Exercise details:
Search the lines of the records for the word "creates", and copy every line that has it.
___ Data extracts ___
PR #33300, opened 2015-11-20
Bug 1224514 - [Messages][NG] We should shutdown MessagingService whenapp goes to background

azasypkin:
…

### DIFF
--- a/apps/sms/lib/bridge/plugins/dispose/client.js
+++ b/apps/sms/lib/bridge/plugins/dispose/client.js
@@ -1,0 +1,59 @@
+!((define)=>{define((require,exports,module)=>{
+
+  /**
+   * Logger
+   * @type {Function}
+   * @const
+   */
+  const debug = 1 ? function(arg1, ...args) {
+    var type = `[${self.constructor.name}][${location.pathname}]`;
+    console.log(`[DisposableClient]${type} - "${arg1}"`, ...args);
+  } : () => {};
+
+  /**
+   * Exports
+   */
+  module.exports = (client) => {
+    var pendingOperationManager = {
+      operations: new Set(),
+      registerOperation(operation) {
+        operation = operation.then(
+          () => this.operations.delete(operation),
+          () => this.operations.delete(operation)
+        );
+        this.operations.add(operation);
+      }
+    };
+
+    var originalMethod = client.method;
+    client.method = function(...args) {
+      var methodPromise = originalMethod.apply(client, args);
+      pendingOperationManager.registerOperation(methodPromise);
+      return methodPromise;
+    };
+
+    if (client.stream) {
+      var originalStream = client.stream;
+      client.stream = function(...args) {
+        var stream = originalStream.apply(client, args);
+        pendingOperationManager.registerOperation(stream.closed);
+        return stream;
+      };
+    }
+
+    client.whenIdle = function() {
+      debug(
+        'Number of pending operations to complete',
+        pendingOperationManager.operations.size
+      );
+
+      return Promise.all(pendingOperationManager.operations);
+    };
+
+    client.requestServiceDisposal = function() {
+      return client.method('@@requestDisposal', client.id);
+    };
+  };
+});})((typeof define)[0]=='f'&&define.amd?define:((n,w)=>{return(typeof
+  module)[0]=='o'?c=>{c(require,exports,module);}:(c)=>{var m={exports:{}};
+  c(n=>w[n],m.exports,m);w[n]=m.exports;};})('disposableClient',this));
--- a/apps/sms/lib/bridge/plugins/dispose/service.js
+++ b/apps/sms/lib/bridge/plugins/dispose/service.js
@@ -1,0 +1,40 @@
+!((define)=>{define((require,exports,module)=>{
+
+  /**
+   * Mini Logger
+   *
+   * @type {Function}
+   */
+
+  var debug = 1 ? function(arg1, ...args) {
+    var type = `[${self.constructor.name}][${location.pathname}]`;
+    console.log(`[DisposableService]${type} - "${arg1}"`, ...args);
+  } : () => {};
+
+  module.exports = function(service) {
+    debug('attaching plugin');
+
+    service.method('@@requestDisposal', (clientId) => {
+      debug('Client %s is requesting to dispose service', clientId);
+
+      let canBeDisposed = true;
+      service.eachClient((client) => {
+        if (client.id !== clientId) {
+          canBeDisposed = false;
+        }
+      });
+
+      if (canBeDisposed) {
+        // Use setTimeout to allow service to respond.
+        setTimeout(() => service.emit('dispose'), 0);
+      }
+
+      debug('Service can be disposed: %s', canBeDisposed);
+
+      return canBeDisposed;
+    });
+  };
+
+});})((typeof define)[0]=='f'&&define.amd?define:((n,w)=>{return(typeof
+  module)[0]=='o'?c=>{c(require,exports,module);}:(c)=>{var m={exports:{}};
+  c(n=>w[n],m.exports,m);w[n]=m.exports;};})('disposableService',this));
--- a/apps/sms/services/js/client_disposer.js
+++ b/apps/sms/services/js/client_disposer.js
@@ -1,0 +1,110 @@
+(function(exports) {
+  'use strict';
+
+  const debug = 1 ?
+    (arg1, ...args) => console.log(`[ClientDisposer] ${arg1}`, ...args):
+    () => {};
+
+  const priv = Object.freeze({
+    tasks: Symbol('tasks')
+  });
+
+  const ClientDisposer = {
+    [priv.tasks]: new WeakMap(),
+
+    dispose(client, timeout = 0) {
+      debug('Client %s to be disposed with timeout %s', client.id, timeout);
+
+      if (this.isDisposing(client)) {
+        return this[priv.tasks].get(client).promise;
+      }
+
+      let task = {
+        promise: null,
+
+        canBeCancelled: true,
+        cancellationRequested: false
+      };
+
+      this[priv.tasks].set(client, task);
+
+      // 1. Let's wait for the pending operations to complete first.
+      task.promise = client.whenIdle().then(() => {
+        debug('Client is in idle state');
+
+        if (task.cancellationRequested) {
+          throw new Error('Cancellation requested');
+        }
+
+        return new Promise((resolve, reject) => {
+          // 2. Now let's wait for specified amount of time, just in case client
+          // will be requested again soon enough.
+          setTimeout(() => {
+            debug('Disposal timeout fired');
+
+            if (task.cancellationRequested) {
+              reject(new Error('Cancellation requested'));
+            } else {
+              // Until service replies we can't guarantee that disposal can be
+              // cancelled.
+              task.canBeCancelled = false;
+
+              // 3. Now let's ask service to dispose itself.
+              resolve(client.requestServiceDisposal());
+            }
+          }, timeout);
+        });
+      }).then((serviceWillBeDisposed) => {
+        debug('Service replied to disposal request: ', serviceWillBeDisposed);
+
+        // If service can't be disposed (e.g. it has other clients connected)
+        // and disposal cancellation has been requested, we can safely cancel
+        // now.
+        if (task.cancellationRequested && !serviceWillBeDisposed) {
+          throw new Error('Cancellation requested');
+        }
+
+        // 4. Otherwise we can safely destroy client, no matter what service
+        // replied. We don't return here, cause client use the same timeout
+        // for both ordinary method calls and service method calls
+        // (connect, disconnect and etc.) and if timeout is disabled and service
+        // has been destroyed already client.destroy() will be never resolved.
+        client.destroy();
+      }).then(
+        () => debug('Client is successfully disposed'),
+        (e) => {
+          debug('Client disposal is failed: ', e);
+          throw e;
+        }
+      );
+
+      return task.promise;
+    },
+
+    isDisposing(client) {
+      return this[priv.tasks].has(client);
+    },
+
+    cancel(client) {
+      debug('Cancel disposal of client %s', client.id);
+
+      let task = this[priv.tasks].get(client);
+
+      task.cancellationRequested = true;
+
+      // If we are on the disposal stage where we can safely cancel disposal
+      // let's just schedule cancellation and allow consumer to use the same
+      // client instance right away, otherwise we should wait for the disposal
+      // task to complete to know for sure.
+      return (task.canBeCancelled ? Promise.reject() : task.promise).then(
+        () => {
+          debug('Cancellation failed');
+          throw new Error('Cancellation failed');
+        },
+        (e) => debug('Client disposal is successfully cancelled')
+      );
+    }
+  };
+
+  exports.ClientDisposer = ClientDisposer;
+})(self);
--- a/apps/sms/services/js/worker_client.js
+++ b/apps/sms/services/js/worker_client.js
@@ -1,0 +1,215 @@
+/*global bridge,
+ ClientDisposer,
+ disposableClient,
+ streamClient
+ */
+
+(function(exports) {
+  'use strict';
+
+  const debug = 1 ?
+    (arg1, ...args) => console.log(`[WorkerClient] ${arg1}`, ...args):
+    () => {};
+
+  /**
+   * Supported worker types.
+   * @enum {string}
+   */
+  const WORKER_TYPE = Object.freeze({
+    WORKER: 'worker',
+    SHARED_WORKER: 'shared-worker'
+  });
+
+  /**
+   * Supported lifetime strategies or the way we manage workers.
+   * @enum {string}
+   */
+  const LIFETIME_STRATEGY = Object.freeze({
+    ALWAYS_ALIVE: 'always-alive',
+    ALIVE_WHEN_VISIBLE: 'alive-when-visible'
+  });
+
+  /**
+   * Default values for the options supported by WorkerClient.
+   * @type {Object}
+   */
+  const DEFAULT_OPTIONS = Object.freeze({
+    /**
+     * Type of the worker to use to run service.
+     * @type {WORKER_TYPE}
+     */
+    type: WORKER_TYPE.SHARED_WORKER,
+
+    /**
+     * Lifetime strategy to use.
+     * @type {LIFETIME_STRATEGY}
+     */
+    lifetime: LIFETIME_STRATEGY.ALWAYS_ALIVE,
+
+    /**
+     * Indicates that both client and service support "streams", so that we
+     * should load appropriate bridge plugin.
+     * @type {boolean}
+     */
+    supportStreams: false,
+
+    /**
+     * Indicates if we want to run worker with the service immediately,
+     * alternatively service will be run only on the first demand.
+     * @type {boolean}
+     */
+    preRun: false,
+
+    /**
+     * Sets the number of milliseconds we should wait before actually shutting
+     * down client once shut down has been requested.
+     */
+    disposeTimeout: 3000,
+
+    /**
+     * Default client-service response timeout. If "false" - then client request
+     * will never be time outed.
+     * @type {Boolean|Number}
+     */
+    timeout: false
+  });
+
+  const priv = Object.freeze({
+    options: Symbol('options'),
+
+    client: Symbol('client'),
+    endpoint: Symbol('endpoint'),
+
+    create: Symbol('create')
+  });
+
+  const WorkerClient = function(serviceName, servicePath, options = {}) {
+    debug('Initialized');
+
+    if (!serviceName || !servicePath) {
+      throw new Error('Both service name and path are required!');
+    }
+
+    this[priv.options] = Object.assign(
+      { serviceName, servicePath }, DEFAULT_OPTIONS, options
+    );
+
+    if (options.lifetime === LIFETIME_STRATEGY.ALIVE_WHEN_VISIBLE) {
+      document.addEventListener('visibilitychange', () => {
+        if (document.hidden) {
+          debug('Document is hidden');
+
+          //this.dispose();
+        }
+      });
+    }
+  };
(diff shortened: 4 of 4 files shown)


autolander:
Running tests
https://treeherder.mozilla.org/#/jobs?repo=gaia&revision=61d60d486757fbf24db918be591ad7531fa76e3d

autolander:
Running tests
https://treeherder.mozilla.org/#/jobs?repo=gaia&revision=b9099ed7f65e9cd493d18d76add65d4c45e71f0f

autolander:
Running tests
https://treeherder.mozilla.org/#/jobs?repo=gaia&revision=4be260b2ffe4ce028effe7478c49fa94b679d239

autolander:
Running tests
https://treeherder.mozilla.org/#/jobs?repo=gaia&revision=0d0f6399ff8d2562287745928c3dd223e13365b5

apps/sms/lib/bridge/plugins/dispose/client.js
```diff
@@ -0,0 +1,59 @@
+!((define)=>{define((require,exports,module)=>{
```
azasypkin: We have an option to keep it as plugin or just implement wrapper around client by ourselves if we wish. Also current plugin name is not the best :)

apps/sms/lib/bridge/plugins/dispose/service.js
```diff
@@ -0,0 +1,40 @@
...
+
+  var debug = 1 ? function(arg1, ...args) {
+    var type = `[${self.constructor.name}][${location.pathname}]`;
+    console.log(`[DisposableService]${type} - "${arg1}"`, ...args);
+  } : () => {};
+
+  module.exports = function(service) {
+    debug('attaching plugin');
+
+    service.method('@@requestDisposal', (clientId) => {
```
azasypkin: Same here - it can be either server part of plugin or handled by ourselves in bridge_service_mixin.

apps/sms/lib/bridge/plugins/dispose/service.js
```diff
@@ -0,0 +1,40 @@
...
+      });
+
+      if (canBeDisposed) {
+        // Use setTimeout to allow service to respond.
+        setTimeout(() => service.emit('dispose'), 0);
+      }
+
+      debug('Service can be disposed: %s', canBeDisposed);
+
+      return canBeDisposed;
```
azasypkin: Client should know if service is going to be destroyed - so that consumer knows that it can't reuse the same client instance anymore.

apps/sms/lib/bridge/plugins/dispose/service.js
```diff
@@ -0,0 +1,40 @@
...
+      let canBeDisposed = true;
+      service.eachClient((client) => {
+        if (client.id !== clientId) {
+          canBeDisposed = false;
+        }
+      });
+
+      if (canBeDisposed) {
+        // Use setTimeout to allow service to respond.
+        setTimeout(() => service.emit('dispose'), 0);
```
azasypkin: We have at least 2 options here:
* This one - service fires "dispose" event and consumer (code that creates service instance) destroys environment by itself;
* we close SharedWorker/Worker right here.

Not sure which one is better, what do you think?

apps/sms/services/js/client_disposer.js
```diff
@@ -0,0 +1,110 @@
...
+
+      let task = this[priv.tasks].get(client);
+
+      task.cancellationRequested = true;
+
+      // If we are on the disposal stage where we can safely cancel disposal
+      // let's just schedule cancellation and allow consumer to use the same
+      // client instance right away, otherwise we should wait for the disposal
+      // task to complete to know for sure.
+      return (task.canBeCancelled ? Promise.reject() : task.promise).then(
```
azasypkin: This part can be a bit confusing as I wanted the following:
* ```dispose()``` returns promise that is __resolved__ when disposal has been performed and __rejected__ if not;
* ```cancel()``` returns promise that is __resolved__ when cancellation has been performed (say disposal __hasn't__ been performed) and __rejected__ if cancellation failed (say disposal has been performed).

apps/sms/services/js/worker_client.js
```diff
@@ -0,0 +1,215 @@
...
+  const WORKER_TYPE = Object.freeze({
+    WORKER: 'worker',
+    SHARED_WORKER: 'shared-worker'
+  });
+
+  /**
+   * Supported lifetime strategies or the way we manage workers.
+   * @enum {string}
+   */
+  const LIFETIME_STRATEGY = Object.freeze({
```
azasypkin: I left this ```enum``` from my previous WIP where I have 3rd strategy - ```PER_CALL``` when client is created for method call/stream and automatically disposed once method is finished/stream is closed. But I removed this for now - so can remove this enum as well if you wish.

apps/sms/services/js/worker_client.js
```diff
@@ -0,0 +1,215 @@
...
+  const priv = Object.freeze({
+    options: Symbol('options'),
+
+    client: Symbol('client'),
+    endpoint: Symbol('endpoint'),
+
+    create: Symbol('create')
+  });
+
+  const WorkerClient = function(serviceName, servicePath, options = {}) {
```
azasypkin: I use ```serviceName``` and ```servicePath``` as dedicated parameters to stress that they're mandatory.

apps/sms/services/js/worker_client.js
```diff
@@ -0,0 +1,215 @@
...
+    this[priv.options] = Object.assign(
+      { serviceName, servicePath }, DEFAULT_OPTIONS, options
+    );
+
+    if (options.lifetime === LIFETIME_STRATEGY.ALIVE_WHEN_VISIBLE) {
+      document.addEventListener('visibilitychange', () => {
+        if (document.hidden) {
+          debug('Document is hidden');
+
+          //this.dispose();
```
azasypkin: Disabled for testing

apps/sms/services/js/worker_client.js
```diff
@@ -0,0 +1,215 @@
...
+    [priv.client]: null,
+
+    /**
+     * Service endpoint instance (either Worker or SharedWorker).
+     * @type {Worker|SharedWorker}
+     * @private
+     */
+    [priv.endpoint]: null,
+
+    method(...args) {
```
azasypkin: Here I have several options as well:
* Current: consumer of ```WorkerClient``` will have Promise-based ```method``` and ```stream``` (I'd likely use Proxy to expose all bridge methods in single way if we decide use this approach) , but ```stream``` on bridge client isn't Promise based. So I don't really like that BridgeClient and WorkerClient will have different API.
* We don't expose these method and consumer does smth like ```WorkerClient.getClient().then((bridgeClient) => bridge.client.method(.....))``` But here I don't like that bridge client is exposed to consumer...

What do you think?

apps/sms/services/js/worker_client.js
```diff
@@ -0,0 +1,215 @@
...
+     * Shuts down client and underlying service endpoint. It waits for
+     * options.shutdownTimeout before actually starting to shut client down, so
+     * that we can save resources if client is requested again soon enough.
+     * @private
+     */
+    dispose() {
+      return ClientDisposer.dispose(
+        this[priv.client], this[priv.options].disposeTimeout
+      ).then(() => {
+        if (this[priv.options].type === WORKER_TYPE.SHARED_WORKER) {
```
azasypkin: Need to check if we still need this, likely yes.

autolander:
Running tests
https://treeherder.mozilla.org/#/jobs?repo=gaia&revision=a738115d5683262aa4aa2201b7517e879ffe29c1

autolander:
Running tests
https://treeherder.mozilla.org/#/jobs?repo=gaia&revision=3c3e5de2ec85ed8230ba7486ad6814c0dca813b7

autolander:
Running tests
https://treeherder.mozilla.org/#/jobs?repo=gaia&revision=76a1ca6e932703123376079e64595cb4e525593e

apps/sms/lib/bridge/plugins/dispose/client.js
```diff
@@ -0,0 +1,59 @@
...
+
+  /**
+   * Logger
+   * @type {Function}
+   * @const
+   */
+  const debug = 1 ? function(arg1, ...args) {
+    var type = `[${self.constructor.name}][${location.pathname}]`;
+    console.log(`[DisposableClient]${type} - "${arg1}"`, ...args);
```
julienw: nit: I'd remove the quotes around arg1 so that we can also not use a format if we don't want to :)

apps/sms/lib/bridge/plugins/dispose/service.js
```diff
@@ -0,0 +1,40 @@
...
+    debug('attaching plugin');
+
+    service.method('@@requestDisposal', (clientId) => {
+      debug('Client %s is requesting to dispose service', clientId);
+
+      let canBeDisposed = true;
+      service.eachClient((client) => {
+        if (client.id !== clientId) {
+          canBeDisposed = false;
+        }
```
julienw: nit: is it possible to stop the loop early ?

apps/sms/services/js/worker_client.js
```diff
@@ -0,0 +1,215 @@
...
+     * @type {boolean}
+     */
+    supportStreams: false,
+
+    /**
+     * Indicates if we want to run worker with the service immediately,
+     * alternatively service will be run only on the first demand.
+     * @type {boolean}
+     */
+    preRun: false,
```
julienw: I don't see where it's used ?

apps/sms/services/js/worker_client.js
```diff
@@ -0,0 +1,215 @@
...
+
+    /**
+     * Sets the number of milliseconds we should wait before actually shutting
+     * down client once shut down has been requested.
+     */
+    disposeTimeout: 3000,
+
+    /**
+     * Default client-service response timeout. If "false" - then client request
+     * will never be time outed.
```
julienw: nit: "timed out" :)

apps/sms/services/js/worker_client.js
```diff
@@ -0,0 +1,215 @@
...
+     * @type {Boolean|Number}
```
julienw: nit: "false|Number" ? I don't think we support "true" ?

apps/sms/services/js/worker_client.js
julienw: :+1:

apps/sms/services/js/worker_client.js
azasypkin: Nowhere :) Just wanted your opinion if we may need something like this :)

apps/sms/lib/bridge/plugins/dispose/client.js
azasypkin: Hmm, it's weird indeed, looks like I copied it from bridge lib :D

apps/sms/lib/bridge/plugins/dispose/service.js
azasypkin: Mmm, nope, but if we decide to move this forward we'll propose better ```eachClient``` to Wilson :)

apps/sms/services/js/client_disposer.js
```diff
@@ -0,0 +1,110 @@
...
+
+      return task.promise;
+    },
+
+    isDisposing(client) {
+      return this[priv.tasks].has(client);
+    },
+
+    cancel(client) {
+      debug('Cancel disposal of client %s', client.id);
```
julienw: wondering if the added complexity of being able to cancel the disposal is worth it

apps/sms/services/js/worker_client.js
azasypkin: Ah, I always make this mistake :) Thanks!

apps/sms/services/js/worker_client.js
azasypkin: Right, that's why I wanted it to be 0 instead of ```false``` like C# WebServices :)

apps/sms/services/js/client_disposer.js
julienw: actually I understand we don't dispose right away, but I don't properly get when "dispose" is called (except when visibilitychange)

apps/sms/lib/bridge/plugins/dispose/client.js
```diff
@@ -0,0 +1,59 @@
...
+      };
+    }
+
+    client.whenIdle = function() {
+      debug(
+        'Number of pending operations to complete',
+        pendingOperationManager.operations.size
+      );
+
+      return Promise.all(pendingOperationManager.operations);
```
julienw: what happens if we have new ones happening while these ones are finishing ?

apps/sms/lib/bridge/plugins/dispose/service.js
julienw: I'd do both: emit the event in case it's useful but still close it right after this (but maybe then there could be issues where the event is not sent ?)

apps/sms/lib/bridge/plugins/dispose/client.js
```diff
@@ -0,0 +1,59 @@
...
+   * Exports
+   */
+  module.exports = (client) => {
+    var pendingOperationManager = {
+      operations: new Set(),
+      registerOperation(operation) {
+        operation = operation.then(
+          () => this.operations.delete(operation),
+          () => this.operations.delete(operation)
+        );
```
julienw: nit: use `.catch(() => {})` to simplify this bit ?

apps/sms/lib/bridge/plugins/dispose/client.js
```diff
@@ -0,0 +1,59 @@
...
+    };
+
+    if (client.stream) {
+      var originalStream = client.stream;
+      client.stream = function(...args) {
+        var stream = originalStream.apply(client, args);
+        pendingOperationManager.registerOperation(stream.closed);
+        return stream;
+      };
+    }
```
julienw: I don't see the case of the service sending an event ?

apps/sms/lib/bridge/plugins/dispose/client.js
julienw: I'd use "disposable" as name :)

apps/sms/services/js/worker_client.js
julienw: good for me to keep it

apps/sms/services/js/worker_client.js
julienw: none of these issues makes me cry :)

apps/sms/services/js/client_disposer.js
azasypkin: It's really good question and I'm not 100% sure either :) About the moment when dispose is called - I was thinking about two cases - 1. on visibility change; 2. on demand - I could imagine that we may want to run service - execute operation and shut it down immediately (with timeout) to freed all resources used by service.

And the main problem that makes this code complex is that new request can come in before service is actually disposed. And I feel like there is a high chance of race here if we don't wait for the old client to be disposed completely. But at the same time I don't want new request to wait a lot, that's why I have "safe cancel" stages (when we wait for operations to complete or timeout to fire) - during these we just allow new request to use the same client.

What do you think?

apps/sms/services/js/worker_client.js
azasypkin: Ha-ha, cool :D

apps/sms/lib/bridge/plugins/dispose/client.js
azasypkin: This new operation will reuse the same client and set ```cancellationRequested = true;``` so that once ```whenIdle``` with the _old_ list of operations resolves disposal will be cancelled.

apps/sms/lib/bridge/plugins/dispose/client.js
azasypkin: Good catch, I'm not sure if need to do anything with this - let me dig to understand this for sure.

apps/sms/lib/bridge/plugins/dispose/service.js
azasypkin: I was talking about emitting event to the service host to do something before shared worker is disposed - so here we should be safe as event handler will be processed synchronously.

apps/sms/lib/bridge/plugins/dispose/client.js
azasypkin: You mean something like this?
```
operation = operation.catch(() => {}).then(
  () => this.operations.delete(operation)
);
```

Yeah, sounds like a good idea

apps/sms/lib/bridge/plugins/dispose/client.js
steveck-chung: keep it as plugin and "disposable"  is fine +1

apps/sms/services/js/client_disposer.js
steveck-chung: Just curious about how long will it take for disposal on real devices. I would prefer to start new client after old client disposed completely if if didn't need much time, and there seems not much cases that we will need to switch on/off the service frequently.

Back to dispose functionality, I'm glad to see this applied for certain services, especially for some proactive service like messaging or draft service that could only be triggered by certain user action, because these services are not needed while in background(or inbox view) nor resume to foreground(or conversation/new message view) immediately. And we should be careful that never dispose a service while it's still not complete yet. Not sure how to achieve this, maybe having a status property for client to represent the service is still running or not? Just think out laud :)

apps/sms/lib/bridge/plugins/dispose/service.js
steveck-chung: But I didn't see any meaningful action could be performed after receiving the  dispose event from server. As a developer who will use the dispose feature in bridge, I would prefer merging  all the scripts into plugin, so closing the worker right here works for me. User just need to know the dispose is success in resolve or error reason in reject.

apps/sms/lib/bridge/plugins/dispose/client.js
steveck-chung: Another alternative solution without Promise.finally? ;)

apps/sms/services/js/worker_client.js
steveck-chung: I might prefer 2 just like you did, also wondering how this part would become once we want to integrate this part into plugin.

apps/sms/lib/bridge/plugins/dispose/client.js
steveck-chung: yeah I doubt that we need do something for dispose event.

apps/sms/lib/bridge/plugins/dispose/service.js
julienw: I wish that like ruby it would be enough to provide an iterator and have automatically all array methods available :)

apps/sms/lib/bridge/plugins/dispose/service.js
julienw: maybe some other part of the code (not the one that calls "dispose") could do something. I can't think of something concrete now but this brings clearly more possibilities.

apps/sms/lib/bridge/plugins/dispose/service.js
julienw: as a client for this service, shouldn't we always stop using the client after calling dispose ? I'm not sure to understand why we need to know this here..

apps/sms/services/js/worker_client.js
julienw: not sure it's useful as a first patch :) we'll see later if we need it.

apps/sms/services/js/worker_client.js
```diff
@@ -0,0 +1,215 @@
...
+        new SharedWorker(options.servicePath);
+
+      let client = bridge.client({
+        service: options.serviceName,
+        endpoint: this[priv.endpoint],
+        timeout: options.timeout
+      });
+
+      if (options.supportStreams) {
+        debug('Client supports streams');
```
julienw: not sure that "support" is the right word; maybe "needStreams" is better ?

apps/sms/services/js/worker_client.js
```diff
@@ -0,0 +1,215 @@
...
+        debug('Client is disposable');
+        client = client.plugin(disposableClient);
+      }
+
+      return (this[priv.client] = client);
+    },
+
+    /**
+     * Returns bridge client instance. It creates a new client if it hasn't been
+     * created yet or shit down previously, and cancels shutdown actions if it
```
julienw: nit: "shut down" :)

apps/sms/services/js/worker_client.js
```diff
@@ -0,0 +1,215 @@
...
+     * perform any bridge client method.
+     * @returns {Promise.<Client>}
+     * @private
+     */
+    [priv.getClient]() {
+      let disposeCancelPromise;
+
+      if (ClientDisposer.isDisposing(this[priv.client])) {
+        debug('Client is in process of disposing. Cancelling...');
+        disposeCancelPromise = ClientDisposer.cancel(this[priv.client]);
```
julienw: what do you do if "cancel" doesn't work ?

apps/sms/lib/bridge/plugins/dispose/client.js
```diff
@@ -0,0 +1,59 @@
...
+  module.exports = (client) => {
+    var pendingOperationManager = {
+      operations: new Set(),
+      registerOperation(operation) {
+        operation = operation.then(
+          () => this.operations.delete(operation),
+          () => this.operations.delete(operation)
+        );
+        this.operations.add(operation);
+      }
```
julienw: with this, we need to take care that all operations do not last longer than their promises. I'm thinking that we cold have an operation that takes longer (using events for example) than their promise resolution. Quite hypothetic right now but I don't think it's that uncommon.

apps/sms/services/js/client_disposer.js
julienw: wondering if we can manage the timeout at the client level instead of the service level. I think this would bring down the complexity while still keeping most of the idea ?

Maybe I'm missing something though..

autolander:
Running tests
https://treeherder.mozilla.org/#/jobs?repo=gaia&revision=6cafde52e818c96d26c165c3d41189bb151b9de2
___
Output for this exercise:
* This one - service fires "dispose" event and consumer (code that creates service instance) destroys environment by itself;
+     * Returns bridge client instance. It creates a new client if it hasn't been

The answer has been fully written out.